+++ Information given +++

PR #1428, opened 2024-08-02
feat(guild page): remove members section & redesign cover

BrickheadJohnny:
- Started using the new `Layout` component
- Redesigned the cover section (the image got bigger, so we can put the member count badge below the guild name
- Removed the members section

In the future, I'd like to add a `--banner-foreground` variable & control it from `ThemeContext`, I'm pretty sure that would simplify the color management in the cover section a lot.


src/pages/[guild]/index.tsx
```diff
@@ -122,126 +122,173 @@ const GuildPage = (): JSX.Element => {
...
+                        textColor === "primary.800",
+                    }
+                  )}
+                >
+                  {name}
+                </LayoutTitle>
+                <CheckMark className="mt-2.5 size-5 shrink-0 sm:mt-4 sm:size-6" />
+              </div>
+
+              <Badge
```
Comment (dovalid) [inline src/pages/[guild]/index.tsx:196]: I think we should use the common MemberCount component here. I know that's not Tailwind yet, we'll be able to migrate it there once and it'll change everywhere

+++

Assigned task: Read the entries and select each line where the word "pages" is found.

Exercise response:
src/pages/[guild]/index.tsx
Comment (dovalid) [inline src/pages/[guild]/index.tsx:196]: I think we should use the common MemberCount component here. I know that's not Tailwind yet, we'll be able to migrate it there once and it'll change everywhere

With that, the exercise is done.